- [Exercise requirements]
Exactly reproduce the data from its first line through the line with "The PR adds", leaving out every line after it.
--- Information provided ---
PR #209, opened 2022-08-26
Add an option to run calico-node in non-privileged mode

ialidzhikov:
/area networking
/kind enhancement

The PR adds an option to run calico-node in non-privileged mode. For more details, see `docs/usage-as-operator.md`

The implementation is heavily inspired from the [Tigera Calico operator](https://github.com/tigera/operator).
Along the way I had to exclude and do not render the ebpf dataplane init container and ebpf related volumes/mounts when ebfp dataplane is not enabled (as done in the Tigera Calico operator). Previously they were rendered unconditionally - no matter ebpf is enabled or not.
---
- [Answer box]
PR #209, opened 2022-08-26
Add an option to run calico-node in non-privileged mode

ialidzhikov:
/area networking
/kind enhancement

The PR adds an option to run calico-node in non-privileged mode. For more details, see `docs/usage-as-operator.md`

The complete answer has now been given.